== TASK DETAILS ==
After finding the line containing "Both can ship; #477 first." below, please output that line and each following one through the line containing "2→8 is well-explained.", exactly as written.

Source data
##########

PR #478, opened 2026-05-05
fix(wallet): pre-flight VTXO outpoints before settle (proactive)

Kukks:
**Stacks on #477.** Targets that branch as base so the diff shows only this PR's content; the base flips to \`master\` automatically once #477 merges.

## Why

The local VTXO cache can fall out of sync with the server's authoritative state when:
- An SSE \`vtxo_spent\` event is missed (network blip, tab suspended, service-worker eviction).
- The cursor-derived delta sync's \`?after=created_at\` filter skips an old VTXO that's now spent (the server returns it with no relevant change to its create timestamp).

Submitting a settle intent against a known-stale candidate guarantees a 400 \`VTXO_ALREADY_SPENT\`, plus the cleanup \`deleteIntent\`, plus the reactive refresh — and on a 60-second poll cadence (default \`pollIntervalMs\`) that's a wasted round-trip every minute until the underlying state corrects itself.

#477 closes the loop AFTER the failed intent flies. This PR closes it BEFORE.

## What

\`VtxoManager\` now validates its chosen inputs against the indexer right before submitting, via the \`IContractManager.refreshOutpoints\` API #477 introduces. After the refresh, it re-selects through the standard expiring-vtxo filter so anything the refresh flagged as spent is dropped silently. Wired into both settle entry points:
- \`renewVtxos\` (event-driven renewal triggered by \`vtxo_received\`).
- \`runPeriodicSettle\` (boarding-poll auto-settle).

Best-effort: a failed refresh falls back to the original candidates and lets #477's reactive recovery handle whatever slipped through. Pre-flight is a fast path, not a hard gate.

## Result

- \`VTXO_ALREADY_SPENT\` becomes near-zero in steady state. Only triggered by a tight race between pre-flight refresh and the actual settle submission.
- The 60-second loop in the user trace disappears entirely — when the cache is wrong, pre-flight catches it BEFORE submitting, no failing intent + cleanup ever flies.
- #477's reactive code stays as defense-in-depth for the rare race.

## Tests

Two new tests in \`test/vtxo-manager.test.ts\`:
- **\"pre-flight refreshOutpoints runs before settle on the periodic poll path\"** — asserts ordering via spy interleave; the \`refreshOutpoints\` call comes before \`settle\`.
- **\"pre-flight drops candidates the indexer reports as spent and skips a fully-stale settle\"** — simulates the indexer flipping state via the second \`getVtxos\` call returning empty; asserts no \`refreshVtxos\` (recovery) was triggered because no settle was attempted.

Updated #477's two reconciliation tests to acknowledge the extra pre-flight \`refreshOutpoints\` call (so the recovery one is the *last* call, asserted via \`toHaveBeenLastCalledWith\`).

All existing mock \`contractManager\` instances picked up a \`refreshOutpoints\` stub. \`flushMicrotasks\` bumped from 2 → 8 awaits to drain the longer pre-flight chain.

## Test plan

- [x] 2 new tests pass; 2 #477 tests updated and pass
- [x] Full unit suite: 1094 tests pass
- [x] Lint clean
- [x] Typecheck clean

## Stack

1. **#477** — adds \`refreshOutpoints\` API + reactive recovery
2. **This PR** — proactive pre-flight using \`refreshOutpoints\`

Both can ship; #477 first.

## Release Notes

* **Reliability Improvements**
  * Enhanced wallet renewal process with validation checks before settlement to prevent transaction failures and conflicts.
  * Improved synchronization with server state during renewal operations to ensure consistency and reduce errors.


ghost (approved):
## Review: Pre-flight VTXO outpoint validation before settle

This is a solid, well-targeted fix that closes the stale-cache loop *before* a failing intent hits the network. The design is clean and the integration with #477's reactive recovery is well thought out.

### What works well

**Correctness of the pre-flight logic (`revalidateBeforeSettle`):**
- Best-effort design is correct — a failed `refreshOutpoints` call falls back to the original candidates and lets #477's post-submit recovery handle the remainder. No silent data loss.
- The input-set restriction (`candidateKeys` filter) is important and correct: after re-polling `getExpiringVtxos`, any *new* VTXOs that appeared since the original selection are excluded. Pre-flight narrows, never expands.
- `thresholdMs` is consistently threaded through both call sites: explicitly in `renewVtxos`, and correctly as `undefined` in `runPeriodicSettle` (where `getExpiringVtxos(undefined)` correctly defers to `settlementConfig` for threshold resolution — confirmed by reading `getExpiringVtxos` lines 693–717).

**Integration with existing flow:**
- Placed after the first "no VTXOs" guard and before the dust/fee check in `renewVtxos` — correct ordering.
- In `runPeriodicSettle`, inserted before the fee-estimation loop that builds `filteredVtxos`, so the cost accounting uses the already-filtered candidate set.
- Two `refreshOutpoints` calls in the existing `VTXO_ALREADY_SPENT` tests (pre-flight + reactive recovery) and the `toHaveBeenLastCalledWith` assertions correctly verify the reactive call is the *second* one.

**Test quality:**
- The ordering spy test (`callOrder: ["refreshOutpoints", "settle"]`) directly verifies the intent of the PR.
- The stale-drop test uses `.mockResolvedValueOnce` / `.mockResolvedValue` to simulate the wallet repo state after the refresh — clean simulation of the real flow.
- `flushMicrotasks` bump from 2→8 is well-explained.
- `ContractManager.refreshOutpoints` unit tests in `manager.test.ts` cover upsert, unknown-script skip, and empty-list no-op — good completeness.

### Minor observations (non-blocking)

1. **Double `getExpiringVtxos` per settle in the happy path**: `revalidateBeforeSettle` calls `getExpiringVtxos` internally after the outpoint refresh, in addition to the call site's initial fetch. On steady-state (no stale VTXOs), this is two wallet-repo reads per settle attempt. Not a concern at current scale, but worth knowing if this ever shows up in profiling.

2. **`extractSpentOutpoint` appears as an addition in the diff** but already exists in the `fix/vtxo-already-spent-precise-update` base branch (from #477). This is expected stacking behavior and will resolve cleanly once #477 merges.

3. **Test comment nuance**: in the "pre-flight drops candidates" test, the inline comment says "a settle fires for [boarding]" — the test setup uses `makeUnexpiredUtxo` for boarding. Since `boardingUtxoSweep: false` is set and `knownBoardingUtxos` is empty, the boarding input *will* go through `runPeriodicSettle`'s boarding path. The assertion that `refreshVtxos` was not called is correct and sufficient; the settle for boarding is orthogonal.

### Summary

The pre-flight mechanism is well-implemented: defensive, narrowing-only, with clear separation between the pre-flight path and #477's reactive recovery. The 1094-test suite passing with lint and typecheck clean is a strong signal. Approving — the stacking dependency on #477 merging first should be enforced at merge time.

ghost (commented):
## 🤖 Arkana Code Review — PR #478

**Scope**: `src/wallet/vtxo-manager.ts` (proactive pre-flight VTXO validation before settle)

### Verdict: Code looks correct. Requesting human sign-off — this is protocol-critical (VTXO handling / settle flow).

---

### Architecture

The layered defense is well-structured:
1. **Pre-flight** (this PR): `revalidateBeforeSettle` catches stale VTXOs *before* the network round-trip.
2. **Reactive** (#477): `maybeRefreshAfterVtxoSpent` handles the race where a VTXO goes stale between pre-flight and submit.

Both entry points (`renewVtxos` + `runPeriodicSettle`) are covered. Graceful degradation on pre-flight failure falls back to original candidates. 👍

---

### Findings

**✅ No blocking issues found.**

Minor observations (non-blocking):

**1. `extractSpentOutpoint` — no txid format validation** (`vtxo-manager.ts:1201-1212`)
The parser validates `vout` is a non-negative integer but doesn't validate `txid` is a 64-char hex string. A malformed `vtxo_outpoint` metadata value like `"not-hex:0"` would pass through to `refreshOutpoints`. Impact is negligible (the indexer would simply return no results), but a defensive check would be cleaner:
```ts
if (!txid || txid.length !== 64 || !/^[0-9a-f]+$/i.test(txid)) return undefined;
```

**2. Early exit in `renewVtxos` is a good optimization** (`vtxo-manager.ts:773-775`)
The added `vtxos.length === 0` check *before* `revalidateBeforeSettle` avoids a wasted `refreshOutpoints` network call when the cache is already empty. Clean.

**3. Candidate-set restriction prevents silent input expansion** (`vtxo-manager.ts:1245-1252`)
The `candidateKeys` set intersection ensures `getExpiringVtxos` can't surface new VTXOs that arrived between the initial selection and the re-select. This is correct and important — without it, a newly-received VTXO could be silently added to the settle intent without fee estimation.

**4. `thresholdMs` consistency** (`vtxo-manager.ts:1440`)
In `runPeriodicSettle`, `revalidateBeforeSettle(expiringVtxos)` is called without `thresholdMs`, so the re-select uses the same default resolution as the initial `getExpiringVtxos()` call on line 1436. Consistent. ✓

**5. Test coverage is solid.**
- Ordering test (pre-flight before settle) ✓
- Stale-candidate-drop test (empty post-refresh → no settle attempt) ✓
- Updated #477 reconciliation tests to account for pre-flight call ✓
- All mock `contractManager` instances gained `refreshOutpoints` stub ✓

---

### ⚠️ Protocol-Critical Flag

This PR modifies the VTXO selection and settle submission flow — the path where real sats are committed to Ark rounds. The code is correct and well-tested, but per protocol-critical review policy: **a human must sign off before merge.**

Both #477 and #478 should be reviewed together as a unit since they form a coherent defense-in-depth strategy for stale-cache recovery.

---

*Reviewed at commit `2ffce10`. No prior Arkana review on this PR.*

ghost (commented):
done

ghost (commented):
## 🤖 Arkana Incremental Review — commit `106633b`

**Delta since last review (`2ffce10`):** 1 commit — removes a duplicated `extractSpentOutpoint` method that was a merge artifact.

### Verified

- The canonical `extractSpentOutpoint` remains at `vtxo-manager.ts:1201` (from the #477 base branch).
- Both call sites (`vtxo-manager.ts:1117`, `vtxo-manager.ts:1541`) reference the surviving definition.
- Pure deletion of dead code — no behavioral change.

### Verdict

✅ Clean merge-conflict fix. No new concerns. My previous approval stance holds — still requesting **human sign-off** per protocol-critical policy (VTXO handling / settle flow).

pietro909 (approved):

##########

== REPLY TO THE EXERCISE ==
Both can ship; #477 first.

## Release Notes

* **Reliability Improvements**
  * Enhanced wallet renewal process with validation checks before settlement to prevent transaction failures and conflicts.
  * Improved synchronization with server state during renewal operations to ensure consistency and reduce errors.


ghost (approved):
## Review: Pre-flight VTXO outpoint validation before settle

This is a solid, well-targeted fix that closes the stale-cache loop *before* a failing intent hits the network. The design is clean and the integration with #477's reactive recovery is well thought out.

### What works well

**Correctness of the pre-flight logic (`revalidateBeforeSettle`):**
- Best-effort design is correct — a failed `refreshOutpoints` call falls back to the original candidates and lets #477's post-submit recovery handle the remainder. No silent data loss.
- The input-set restriction (`candidateKeys` filter) is important and correct: after re-polling `getExpiringVtxos`, any *new* VTXOs that appeared since the original selection are excluded. Pre-flight narrows, never expands.
- `thresholdMs` is consistently threaded through both call sites: explicitly in `renewVtxos`, and correctly as `undefined` in `runPeriodicSettle` (where `getExpiringVtxos(undefined)` correctly defers to `settlementConfig` for threshold resolution — confirmed by reading `getExpiringVtxos` lines 693–717).

**Integration with existing flow:**
- Placed after the first "no VTXOs" guard and before the dust/fee check in `renewVtxos` — correct ordering.
- In `runPeriodicSettle`, inserted before the fee-estimation loop that builds `filteredVtxos`, so the cost accounting uses the already-filtered candidate set.
- Two `refreshOutpoints` calls in the existing `VTXO_ALREADY_SPENT` tests (pre-flight + reactive recovery) and the `toHaveBeenLastCalledWith` assertions correctly verify the reactive call is the *second* one.

**Test quality:**
- The ordering spy test (`callOrder: ["refreshOutpoints", "settle"]`) directly verifies the intent of the PR.
- The stale-drop test uses `.mockResolvedValueOnce` / `.mockResolvedValue` to simulate the wallet repo state after the refresh — clean simulation of the real flow.
- `flushMicrotasks` bump from 2→8 is well-explained.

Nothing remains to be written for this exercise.